NEW YORK (GenomeWeb) – Novartis has filed a new drug application with the US Food and Drug Administration for its investigational drug alpelisib — an alpha-specific PI3 kinase inhibitor that shows promise for treating hormone receptor-positive, HER2-negative advanced breast cancers with PIK3CA mutations.

A spokesman for the company noted that the firm expects a decision from the regulator on BYL719 (alpelisib) in the second half of this year. Novartis is also teaming up with Qiagen to develop "flexible companion diagnostic solutions" for identifying PIK3CA mutations in circulating tumor DNA or tumor samples from breast cancer patients — a clinical development program that Qiagen announced in December.

In a Novartis-funded, randomized, Phase III clinical trial outlined in the New England Journal of Medicine today, researchers from Massachusetts General Hospital, the Gustave Roussy Institute, and other SOLAR-1 clinical trial sites saw extended progression-free survival for individuals with PIK3CA-mutated, HR-positive, HER2-negative breast tumors treated with alpelisib in combination with the hormone receptor drug fulvestrant (Faslodex) from AstraZeneca.

The team looked at progression-free survival in 572 individuals with advanced breast cancer who were randomized to receive alpelisib-fulvestrant treatment or placebo-fulvestrant treatment — a cohort that included 341 cases with PIK3CA-mutated tumors. As secondary outcomes, the investigators also considered the overall response and safety of alpelisib-fulvestrant treatment in the individuals with PIK3CA mutations in their tumors.

The researchers found that alpelisib-fulvestrant-treated patients with PIK3CA-mutated tumors had 11 months of progression-free survival, on average, over 20 months of average follow up time. Progression-free survival came in at an average of just 5.7 months in the placebo-fulvestrant-treated PIK3CA-mutated group.

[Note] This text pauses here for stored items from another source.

PR #1900, opened 2026-08-21
Add cooperative execution control for interrupting VRL programs

gwenaskell:
## Summary

- Adds an `ExecutionControl` trait and `Runtime::resolve_with_control` letting an embedder cooperatively interrupt a running VRL program between expressions — e.g. after their own deadline elapses, on a client disconnect, or against an operation budget. The existing `Runtime::resolve` is untouched (it's the same code path with no control configured), and there's no Cargo feature: this is always compiled in and a true no-op when unused.
- `Context::checkpoint()` is called once per `Expr::resolve` — the single dispatch point every expression in a program flows through — and returns `Result<(), ExpressionError>`. A controller returning `ControlFlow::Break` turns into `ExpressionError::Interrupted`, which propagates as an ordinary error through VRL's existing `Resolved`/`?` machinery. No panics, no unwind-safety concerns.
- `ExpressionError::Interrupted` / `Terminate::Interrupted` deliberately can't be swallowed by VRL's own error-handling constructs: it's excluded from `??` coalescing, infallible assignment (`value, error = ...`), fallible-function-call (`!`) handling, and boolean `||` short-circuiting. It always reaches the caller of `resolve_with_control`.
- Fixed a real bug along the way: `closure::Runner`'s per-iteration cleanup (restoring a variable shadowed by a closure argument) now always runs before an error propagates, not just on success — previously an early `?` skipped cleanup on *any* error, not only interruption.

## How we got here

This started as a Cargo-feature-gated `AtomicBool` flag checked via a `Context::cancel_breakpoint` that panicked on cancellation. Review turned up two real problems with that design: a panic mid-`for_each` could unwind past closure cleanup and leave stale iteration state on a reused `Runtime`, and a single long-running or blocking function call still couldn't be preempted mid-call. The current `ExecutionControl`/`checkpoint()` design fixes the first properly (see the cleanup fix above, and the `interruption_restores_closure_variables` test) and documents the second as an inherent limitation of checkpointing between expressions rather than during one — see below.

## Known limitation

Checking only happens between expressions, not during one: a function that blocks (e.g. network I/O) or loops internally without itself calling `Context::checkpoint()` still runs to completion before the next checkpoint can fire.

## Test plan

- [x] `cargo test --features default --lib` — 1863 tests pass, including 7 new in `compiler::runtime::execution_control_tests`: existing `resolve` behavior is unaffected without a control, a `for_each` loop is interrupted mid-iteration, interruption isn't caught by `??` / infallible assignment / boolean `||`, a control is scoped to a single `resolve_with_control` call, and closure-shadowed variables are correctly restored after an interruption.
- [x] `cargo clippy --workspace --all-targets --all-features -- -D warnings` — clean.
- [x] `cargo fmt --check --all` — clean.

### DIFF
--- a/changelog.d/1900.feature.md
+++ b/changelog.d/1900.feature.md
@@ -1,0 +1,7 @@
+Added an opt-in `execution_timeout` Cargo feature that lets embedders bound
+how long a VRL program is allowed to run. When enabled and a timeout is
+configured via `Runtime::set_timeout`, the program panics once wall-clock
+execution time exceeds the deadline. This is a no-op unless the feature is
+enabled and a timeout is set.
+
+authors: gwenaskell
--- a/changelog.d/1900.feature.md
+++ b/changelog.d/1900.feature.md
@@ -1,7 +1,7 @@
-Added an opt-in `execution_timeout` Cargo feature that lets embedders bound
-how long a VRL program is allowed to run. When enabled and a timeout is
-configured via `Runtime::set_timeout`, the program panics once wall-clock
-execution time exceeds the deadline. This is a no-op unless the feature is
-enabled and a timeout is set.
+Added an opt-in `execution_cancellation` Cargo feature that lets embedders
+abort a running VRL program from another thread. When enabled and a flag is
+registered via `Runtime::set_cancellation_flag`, the program checks the flag
+on every expression resolution and panics as soon as it's observed set. This
+is a no-op unless the feature is enabled and a flag is registered.
 
 authors: gwenaskell
--- a/changelog.d/1900.feature.md
+++ b/changelog.d/1900.feature.md
@@ -1,7 +1,0 @@
-Added an opt-in `execution_cancellation` Cargo feature that lets embedders
-abort a running VRL program from another thread. When enabled and a flag is
-registered via `Runtime::set_cancellation_flag`, the program checks the flag
-on every expression resolution and panics as soon as it's observed set. This
-is a no-op unless the feature is enabled and a flag is registered.
-
-authors: gwenaskell
--- a/src/compiler/expression.rs
+++ b/src/compiler/expression.rs
@@ -234,6 +234,8 @@ impl Expression for Expr {
             Return, Unary, Variable,
         };
 
+        ctx.breakpoint();
+
         match self {
             Literal(v) => v.resolve(ctx),
             Container(v) => v.resolve(ctx),
--- a/src/compiler/expression.rs
+++ b/src/compiler/expression.rs
@@ -234,8 +234,7 @@ impl Expression for Expr {
             Return, Unary, Variable,
         };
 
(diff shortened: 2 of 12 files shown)


changelog.d/1900.feature.md
```diff
@@ -0,0 +1,7 @@
+Added an opt-in `execution_cancellation` Cargo feature that lets embedders
+abort a running VRL program from another thread. When enabled and a flag is
+registered via `Runtime::set_cancellation_flag`, the program checks the flag
+on every expression resolution and panics as soon as it's observed set. This
+is a no-op unless the feature is enabled and a flag is registered.
+
+authors: gwenaskell
```
dd-sebastien-lb: I don't know if that should be part of the changelog since this is not a "user facing" modification

src/compiler/expression.rs
```diff
@@ -234,6 +234,8 @@ impl Expression for Expr {
             Return, Unary, Variable,
         };
 
+        ctx.cancel_breakpoint();
```
dd-sebastien-lb: Did you consider making this `#[cfg(feature = "execution_cancellation")]` only to avoid defining an empty func above ?

gwenaskell: good idea, this is actually better to make it explicit it does not make sense using it without the FF

src/compiler/runtime.rs
```diff
@@ -127,3 +131,85 @@ impl Runtime {
...
+        let flag = Arc::new(AtomicBool::new(false));
+        let mut runtime = Runtime::new(RuntimeState::default());
+        runtime.set_cancellation_flag(Arc::clone(&flag));
+
+        let handle = std::thread::spawn(move || {
+            runtime.resolve(&mut target, &program, &TimeZone::default())
+        });
+
+        std::thread::sleep(Duration::from_millis(5));
+        flag.store(true, Ordering::Relaxed);
```
dd-sebastien-lb: Is there a risk of flakyness here ? I guess `500_000` is enough to avoid that

dd-sebastien-lb (approved):

src/compiler/runtime.rs
gwenaskell: good point. This test is actually not super useful, let's remove it

src/compiler/expression.rs
```diff
@@ -234,6 +234,9 @@ impl Expression for Expr {
             Return, Unary, Variable,
         };
 
+        #[cfg(feature = "execution_cancellation")]
+        ctx.cancel_breakpoint();
```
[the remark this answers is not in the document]
gwenaskell: this is a known limitation of this approach.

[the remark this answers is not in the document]
gwenaskell: documented in code

pront (approved):

gwenaskell:
@codex review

They noted that patients without PIK3CA mutations also had slightly longer progression-free survival times when alpelisib was added to fulvestrant treatment, though that improvement did not reach clinical significance.

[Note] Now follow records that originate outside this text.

PR #1931, opened 2026-09-13
feat(stdlib): add `break` statement support for early loop exit in `for_each`

jimmystewpot:
## Summary

This PR adds native support for the `break` keyword within closure-based iterators in VRL, addressing the long-standing feature request in [vectordotdev/vrl#1480](https://github.com/vectordotdev/vrl/discussions/1480). It's taken some time due to other life issues getting in the way (time since original discussion).

Previously, VRL lacked an early-loop-exit mechanism. Scripts iterating over large arrays or objects with `for_each` to find or process an item had to evaluate all subsequent elements, even after finding a match, using guard flags like `if found == null { ... }`. On large payloads, this incurred significant and unnecessary $O(N)$ runtime overhead.

This change introduces `break` as a language keyword, enforces compile-time semantic checking so it can only appear within breakable loop contexts, and short-circuits `for_each` execution upon encountering a `break`.

### 1. Lexer & Parser

- Promoted `"break"` from `Token::ReservedIdentifier` to `Token::Break` in `src/parser/lex.rs`.
- Added `Break` AST node in `src/parser/ast.rs` and integrated `BreakExpr` into `src/parser/parser.lalrpop`.
- Non-breaking change: `break` was already a reserved identifier in VRL, so no valid user scripts could have used it as a variable name.

### 2. Semantic Analysis & Diagnostics

- Added diagnostic error code `E632: BreakOutsideLoop` (`"break outside of loop or iterator"`).
- Added `in_breakable_context` tracking in `Compiler`. It is incremented when entering closures for iterator functions (`is_iterator == true`).
- Any `break` expression placed outside an iterator closure produces a descriptive compile-time diagnostic error with code 632.

### 3. Runtime & Closure Cleanup

- Added `ExpressionError::Break { span: Span }` to represent loop termination control flow.
- Updated `Runner::run_key_value` and `Runner::run_index_value` in `src/compiler/function/closure.rs` to guarantee that outer shadowed variables are properly cleaned up and restored in the environment before propagating `Break`.
- Updated `for_each` in `src/stdlib/for_each.rs` to intercept `ExpressionError::Break` and immediately terminate the loop, returning `Ok(Value::Null)`.
- Nested loops correctly terminate only the innermost loop.

### 4. Criterion Benchmark (`benches/break_iteration.rs`)

Added a Criterion benchmark suite comparing early search using `break` vs the status-quo pattern of scanning all elements guarded by a boolean flag `found == null` on array sizes of 100, 1,000, and 10,000 elements with the match at index 5:

| Payload Size (`N`) | Early `break` (`O(k)`) | Full Iteration (`O(N)`) | Speedup |
| :--- | :--- | :--- | :--- |
| 100 elements | 1.54 µs | 14.85 µs | ~9.7x faster |
| 1,000 elements | 4.74 µs | 216.85 µs | ~45.8x faster |
| 10,000 elements | 66.75 µs | 3,307.30 µs (3.31 ms) | ~49.5x faster |

## Test Coverage

- Unit Tests: `cargo test --lib` (1,875 passed, 0 failed).
- VRL Test Suite: `cargo run -p vrl-tests` (954 passed, 0 failed).
- Integration Tests Added:
  - `break_outside_loop.vrl`: Diagnostic verification for compile error `E632`.
  - `break_in_for_each_array.vrl`: Verifies array early exit and evaluated state retention.
  - `break_in_for_each_object.vrl`: Verifies object key/value early exit.
  - `break_nested_for_each.vrl`: Verifies that `break` exits only the innermost loop.
- Lints & Formatting: `cargo clippy --all-targets` passes with 0 warnings; `cargo fmt --check` is clean.
- Changelog Fragment: Added `changelog.d/break-in-for-each.feature.md`.

## Related Discussion

- Resolves [vectordotdev/vrl#1480](https://github.com/vectordotdev/vrl/discussions/1480).

### DIFF
--- a/benches/break_iteration.rs
+++ b/benches/break_iteration.rs
@@ -1,0 +1,89 @@
+use criterion::{BenchmarkId, Criterion, criterion_group, criterion_main};
+use vrl::compiler::state::RuntimeState;
+use vrl::compiler::{Context, TimeZone};
+use vrl::value::Value;
+
+const SIZES: [usize; 3] = [100, 1_000, 10_000];
+
+const BREAK_SRC: &str = r#"
+found = null
+for_each(.) -> |_index, item| {
+    if item == 5 {
+        found = item
+        break
+    }
+}
+found
+"#;
+
+const FLAG_SRC: &str = r#"
+found = null
+for_each(.) -> |_index, item| {
+    if found == null {
+        if item == 5 {
+            found = item
+        }
+    }
+}
+found
+"#;
+
+fn benchmark_break_vs_flag(c: &mut Criterion) {
+    let fns = vrl::stdlib::all();
+    let break_prog = vrl::compiler::compile(BREAK_SRC, &fns)
+        .expect("failed to compile break VRL program")
+        .program;
+    let flag_prog = vrl::compiler::compile(FLAG_SRC, &fns)
+        .expect("failed to compile flag VRL program")
+        .program;
+
+    let mut group = c.benchmark_group("for_each_early_exit");
+
+    for &size in &SIZES {
+        let array: Value = (0..size)
+            .map(|i| Value::Integer(i as i64))
+            .collect::<Vec<_>>()
+            .into();
+
+        group.bench_with_input(BenchmarkId::new("break", size), &array, |b, arr| {
+            b.iter_batched(
+                || {
+                    let state = RuntimeState::default();
+                    let target = arr.clone();
+                    (state, target)
+                },
+                |(mut state, mut target)| {
+                    let tz = TimeZone::default();
+                    let mut ctx = Context::new(&mut target, &mut state, &tz);
+                    let res = break_prog.resolve(&mut ctx);
+                    debug_assert_eq!(res, Ok(Value::Integer(5)));
+                    res
+                },
+                criterion::BatchSize::SmallInput,
+            );
+        });
+
+        group.bench_with_input(BenchmarkId::new("flag", size), &array, |b, arr| {
+            b.iter_batched(
+                || {
+                    let state = RuntimeState::default();
+                    let target = arr.clone();
+                    (state, target)
+                },
+                |(mut state, mut target)| {
+                    let tz = TimeZone::default();
+                    let mut ctx = Context::new(&mut target, &mut state, &tz);
+                    let res = flag_prog.resolve(&mut ctx);
+                    debug_assert_eq!(res, Ok(Value::Integer(5)));
+                    res
+                },
+                criterion::BatchSize::SmallInput,
+            );
+        });
+    }
+
+    group.finish();
+}
+
+criterion_group!(benches, benchmark_break_vs_flag);
+criterion_main!(benches);
--- a/src/compiler/compiler.rs
+++ b/src/compiler/compiler.rs
@@ -214,7 +214,7 @@ impl<'a> Compiler<'a> {
             Unary(node) => self.compile_unary(node, state).map(Into::into),
             Abort(node) => self.compile_abort(node, state).map(Into::into),
             Return(node) => self.compile_return(node, state).map(Into::into),
-            Break(node) => self.compile_break(node, state).map(Into::into),
+            Break(node) => self.compile_break(&node, state).map(Into::into),
         }?;
 
         // If the compiled expression is fallible and no sub-expression has
@@ -933,7 +933,11 @@ impl<'a> Compiler<'a> {
         })
     }
 
-    fn compile_break(&mut self, node: Node<ast::Break>, _state: &mut TypeState) -> Option<Break> {
+    fn compile_break(
+        &mut self,
+        node: &Node<ast::Break>,
+        _state: &mut TypeState,
+    ) -> Option<Break> {
         let span = node.span();
         if self.in_breakable_context == 0 {
             self.diagnostics.push(Box::new(break_::Error::new(span)));
--- a/src/compiler/compiler.rs
+++ b/src/compiler/compiler.rs
@@ -804,14 +804,10 @@ impl<'a> Compiler<'a> {
                     None => None,
                     Some(block) => {
                         let span = block.span();
-                        let is_breakable = builder.supports_break();
-                        if is_breakable {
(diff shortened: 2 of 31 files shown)


src/compiler/compiler.rs
```diff
@@ -801,7 +804,15 @@ impl<'a> Compiler<'a> {
                     None => None,
                     Some(block) => {
                         let span = block.span();
-                        match self.compile_block_with_type(block, state) {
+                        let is_iterator = builder.is_iterator();
+                        if is_iterator {
+                            self.in_breakable_context = self.in_breakable_context.saturating_add(1);
```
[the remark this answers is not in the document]
jimmystewpot: Resolved in 9966ae93f and f16021f1f.

We replaced the generic `is_iterator()` check with an explicit `supports_break` field on closure definitions (`closure::Definition`), which is set to `true` exclusively for `for_each` and remains `false` for transformation/filtering closures (`filter`, `map_values`, `map_keys`, `replace_with`).

Additionally, closure compilation now strictly scopes breakability per closure level (`self.in_breakable_context = if builder.supports_break() { 1 } else { 0 }; ... self.in_breakable_context = prev;`), preventing closures nested inside a `for_each` from inheriting break capability. We also added compiler diagnostic regression tests for `filter`, `map_values`, and nested closures.

src/compiler/expression_error.rs
```diff
@@ -22,6 +22,9 @@ pub enum ExpressionError {
         span: Span,
         value: Value,
     },
+    Break {
+        span: Span,
+    },
```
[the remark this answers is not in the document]
jimmystewpot: Resolved in 596568875 and aeb727aed.

`ExpressionError::Break` is now treated as unrecoverable control flow across all recovery mechanisms:
1. **Infallible Assignment (`assignment.rs`):** `Variant::Infallible::resolve` now checks `matches!(error, ExpressionError::Interrupted | ExpressionError::Break { .. })` and immediately propagates `Err(error)` instead of populating the `err` variable.
2. **Error Coalescing (`op.rs`):** The `??` operator exempts `ExpressionError::Break` from fallback evaluation and re-raises the error.
3. **Logical OR (`value/error.rs`):** `From<ValueError> for ExpressionError` preserves `ExpressionError::Break` when converting from `ValueError::Or`, preventing `||` from swallowing the break.

TDD unit tests have been added in `compiler::runtime::execution_control_tests` verifying that `break` terminates iteration early across `_, err = ...`, `??`, and `||`.

src/compiler/expression/break_.rs
```diff
@@ -0,0 +1,77 @@
...
+    }
+}
+
+impl Expression for Break {
+    fn resolve(&self, _ctx: &mut Context) -> Resolved {
+        Err(ExpressionError::Break { span: self.span })
+    }
+
+    fn type_info(&self, state: &TypeState) -> TypeInfo {
+        TypeInfo::new(state, TypeDef::never())
```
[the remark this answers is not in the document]
jimmystewpot: Thanks for taking the time to review and for raising this thoughtful observation.

`IfStatement::type_info` currently merges branch states without pruning terminating branches. Looking across the rest of the compiler, this is an existing design characteristic across all terminating control flow in VRL, rather than something specific to `break`. For example, `return` and `abort` behave the same way today—as seen in `lib/tests/tests/expressions/return/return_typedef.vrl` (lines 37–45), where an `if` branch containing `return` still merges its mutated type state into the continuation (`bytes | integer`).

Introducing dead-branch pruning in `IfStatement::type_info` would be a valuable enhancement to make type inference smarter, but because it alters type resolution semantics language-wide for `return`, `abort`, and `break` alike, it would be best addressed in a dedicated follow-up PR so this change remains focused purely on introducing the `break` statement without unintended side-effects.

Thanks for the detailed review.

benches/break_iteration.rs
```diff
@@ -0,0 +1,89 @@
+use criterion::{BenchmarkId, Criterion, criterion_group, criterion_main};
```
pront: Let's remove this file.

jimmystewpot:
@codex review

pront (commented):
Looks good but I need a bit more time to review.

benches/break_iteration.rs
jimmystewpot: Thanks for the review. Removed in 3391ed658 — deleted the benchmark file and cleaned up its entry in Cargo.toml. Please take all the time you need to review.

jimmystewpot:
> Looks good but I need a bit more time to review.

I've moved up some work to sync our fork of vrl's `for` loop implementation and tidy up to create a draft PR #1952 I figured that because there's overlap in 'break' seeing both together might be useful. I've left the other PR in draft because it's 

a) unreasonably large
b) wasn't sure if this should have a pre-approved proposal

src/compiler/compiler.rs
```diff
@@ -62,6 +62,7 @@ pub struct Compiler<'a> {
     pending_fallibilities: Vec<CompilerError>,
 
     config: CompileConfig,
+    in_breakable_context: usize,
```
pront:
```suggestion
    in_breakable_context: bool,
```

src/compiler/expression/assignment.rs
```diff
@@ -540,7 +540,10 @@ where
                     value
                 }
                 Err(error) => {
-                    if matches!(error, ExpressionError::Interrupted) {
+                    if matches!(
```
pront, line 543: IMO this is the only issue with the implementation. This works but now we are using Err to propagate control signals instead of just errors.

This will require a bit of refactoring but we can do:
```rust
enum EvaluationOutcome {
    Value(Value),
    Return(Value),
    Break,
}

type Resolved = Result<EvaluationOutcome, RuntimeError>;
```

But I don't think we need to block this PR. I can follow up with a PR to refactor this.

pront (approved):

hestonhoffman (approved):

src/compiler/compiler.rs
jimmystewpot: I submitted this as a fix (below) and regenerated the documentation (which was failing a check in actions)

Alpelisib's safety profile appeared to be on par with that reported in the past, the team reported. The drug was associated with a rise in adverse events such as hyperglycemia, rash, and diarrhea compared with the placebo.

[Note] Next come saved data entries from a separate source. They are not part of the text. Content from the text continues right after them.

PR #1954, opened 2026-09-18
feat(value)!: add Value::String for guaranteed UTF-8

bruceg:
## Summary

The `Value` type has one variant for string-of-bytes values and does not distinguish internally between valid and invalid UTF-8. Since many stored values and many uses of those values requires UTF-8, this results in frequent validation and conversion into the native string types. To reduce this, this change adds a `Value::String` variant with the same semantics as `Bytes` except that it holds known-valid UTF-8 content. This the first step of implementation of rfcs/2026-05-01-value-string-variant.md and is code-level breaking, although VRL programs should not require any changes.

## Change Type

- [ ] Bug fix
- [ ] New feature
- [X] Non-functional (chore, refactoring, docs)
- [X] Performance

## Is this a breaking change?

- [X] Yes
- [ ] No

  our [guidelines](https://github.com/vectordotdev/vrl/blob/main/changelog.d/README.md).
- [X] No. A maintainer will apply the "no-changelog" label to this PR.

## Checklist


changelog.d/value-string-variant.breaking.md
```diff
@@ -0,0 +1,29 @@
+`Value` now has a `String` variant (`bytestring::ByteString`) for guaranteed UTF-8, alongside
+`Bytes` for raw byte sequences. VRL `==` / `Hash` / ordering still compare byte content across the
+two variants. Natural UTF-8 constructors (`From<&str>`, JSON strings, VRL string literals) now
+produce `Value::String`; `From<Bytes>` is unchanged.
+
+This is a compile-time break for exhaustive `match` on `Value`. It is a **silent** skip for
```
pront: Since we do not guarantee compile time backwards compatibility (for now, this might change) we can remove `changelog.d/value-string-variant.breaking.md`.

bruceg: There are some small optimizations in this change, would you like a non-`breaking` changelog entry or leave it as a tech-debt kind of change?

pront: If they are user facing let's add a non-breaking changelog entry

bruceg: On rethinking it, at this point there are no real user-visible changes (user being a VRL author or Vector config writer) so I'll just drop it.

src/value/value.rs
```diff
@@ -34,11 +36,14 @@ pub type StdError = Box<dyn std::error::Error + Send + Sync + 'static>;
...
 
 /// The main value type used in Vector events, and VRL.
-#[derive(Eq, PartialEq, Hash, Debug, Clone)]
+#[derive(Debug, Clone)]
 pub enum Value {
     /// Bytes - usually representing a UTF8 String.
     Bytes(Bytes),
 
+    /// Guaranteed-UTF-8 string.
+    String(ByteString),
```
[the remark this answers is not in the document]
bruceg: "User" in the context are VRL authors which see no changes.

src/value/value/convert.rs
```diff
@@ -115,23 +116,75 @@ impl Value {
...
+    ///
+    /// Prefer [`Self::from_utf8_or_bytes`] when the encoding is not already proven.
+    ///
+    /// # Safety
+    ///
+    /// `bytes` must be valid UTF-8. Passing invalid UTF-8 violates `ByteString`'s
+    /// invariant and is undefined behavior in later `str` operations (deref,
+    /// formatting, serde, display).
+    #[must_use]
+    pub unsafe fn from_utf8_bytes(bytes: Bytes) -> Self {
```
pront:
```suggestion
    pub unsafe fn from_utf8_unchecked(bytes: Bytes) -> Self {
```

src/compiler/expression/literal.rs
```diff
@@ -45,6 +48,19 @@ impl Literal {
             Null => Value::Null,
         }
     }
+
+    /// Build a UTF-8 string literal from bytes that are UTF-8 by construction.
+    ///
+    /// # Safety
+    ///
+    /// `bytes` must be valid UTF-8. See [`Value::from_utf8_bytes`].
+    pub unsafe fn from_utf8_bytes(bytes: Bytes) -> Self {
```
pront:
```suggestion
    pub unsafe fn from_utf8_unchecked(bytes: Bytes) -> Self {
```

src/value/value/convert.rs
```diff
@@ -115,23 +116,75 @@ impl Value {
...
+        match self {
+            Self::Bytes(bytes) => Some(simdutf_bytes_utf8_lossy(bytes.as_ref())),
+            Self::String(s) => Some(Cow::Borrowed(s.as_ref())),
+            _ => None,
+        }
+    }
+
+    /// Returns a `KeyString` if self is `Value::Bytes` or `Value::String`.
+    #[must_use]
+    pub fn to_key_string(&self) -> Option<KeyString> {
```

These and other findings presented in the paper "validate PIK3CA as an important treatment target" in individuals with PIK3CA-mutated, HR-positive, HER2-negative advanced breast cancer, according to co-corresponding authors Dejan Juric at MGH. Fabrice Andre at the Gustave Roussy Institute, and their colleagues.

They pointed to the potential benefits of incorporating an alpha-specific PI3K inhibitor into the standard treatment protocols for these patients and noted that the risk of progression appeared to be particularly reduced for the PIK3CA, HR-positive, HER2-negative cases that had already progressed on or after a prior treatment. 

The MGH's Juric presented similar SOLAR-1 results at the San Antonio Breast Cancer Symposium in December, where he also discussed results of early circulating tumor DNA analyses on the SOLAR-1 patients. The team did not include its analysis of progression-free survival analysis in the context of ctDNA in the NEJM study. Likewise, overall survival data was not yet reported.

Novartis is reportedly discussing the SOLAR-1 data with health authorities around the world, according to a company spokesman and has submitted a marketing authorization application to the European Medicines Agency.